**What you have to do**
Of the lines below, reproduce exactly those from the line containing "### Checklist" to the end, including both the first and the last.

Stored data entries:
++++++

PR #1005, opened 2021-09-29
Use net_http_persistent for better performance when making API calls

vigneshmsft:
### Context

Calls to the Google API are quite slow, according to mini profiler:

image

We can improve this by using persistent HTTP connections: 

image

- Remove HTTParty gem
- Add persistent http gem
- Use Faraday for connecting to Google API, with net_http_persistent as the adaptor
- Use a simlar approach for making all API calls to TTAPI

### Checklist

- [x] Rebased master
- [x] Cleaned commit history

### DIFF
--- a/Gemfile
+++ b/Gemfile
@@ -10,7 +10,8 @@ gem 'pkg-config', '~> 1.4.6'
 # Decorate logic to keep it of the views and helper methods
 gem 'draper'
 
-# Keep-Alive a http connection
+# HTTP client library
+gem 'faraday'
 gem 'net-http-persistent'
 
 # Semantic Logger makes logs pretty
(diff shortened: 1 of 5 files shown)


Gemfile
```diff
@@ -10,8 +10,8 @@ gem 'pkg-config', '~> 1.4.6'
 # Decorate logic to keep it of the views and helper methods
 gem 'draper'
 
-# http client
-gem 'httparty'
+# Keep-Alive a http connection
+gem 'net-http-persistent'
```
malcolmbaig, line 14:
```suggestion
gem 'net-http-persistent'

# HTTP client library
gem 'faraday'
```

Worth specifying this explicitly as a dependency so its clear that this is the http lib of choice for this project (so we don't see the reintroduction of httparty or other).

malcolmbaig (commented):
One minor comment but otherwise LG 👍🏼

duncanjbrown (approved):

misaka:
😍

malcolmbaig (approved):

++++++

**Exercise response**
### Checklist

- [x] Rebased master
- [x] Cleaned commit history

### DIFF
--- a/Gemfile
+++ b/Gemfile
@@ -10,7 +10,8 @@ gem 'pkg-config', '~> 1.4.6'
 # Decorate logic to keep it of the views and helper methods
 gem 'draper'
 
-# Keep-Alive a http connection
+# HTTP client library
+gem 'faraday'
 gem 'net-http-persistent'
 
 # Semantic Logger makes logs pretty
(diff shortened: 1 of 5 files shown)


Gemfile
```diff
@@ -10,8 +10,8 @@ gem 'pkg-config', '~> 1.4.6'
 # Decorate logic to keep it of the views and helper methods
 gem 'draper'
 
-# http client
-gem 'httparty'
+# Keep-Alive a http connection
+gem 'net-http-persistent'
```
malcolmbaig, line 14:
```suggestion
gem 'net-http-persistent'

# HTTP client library
gem 'faraday'
```

Worth specifying this explicitly as a dependency so its clear that this is the http lib of choice for this project (so we don't see the reintroduction of httparty or other).

malcolmbaig (commented):
One minor comment but otherwise LG 👍🏼

duncanjbrown (approved):

misaka:
😍

malcolmbaig (approved):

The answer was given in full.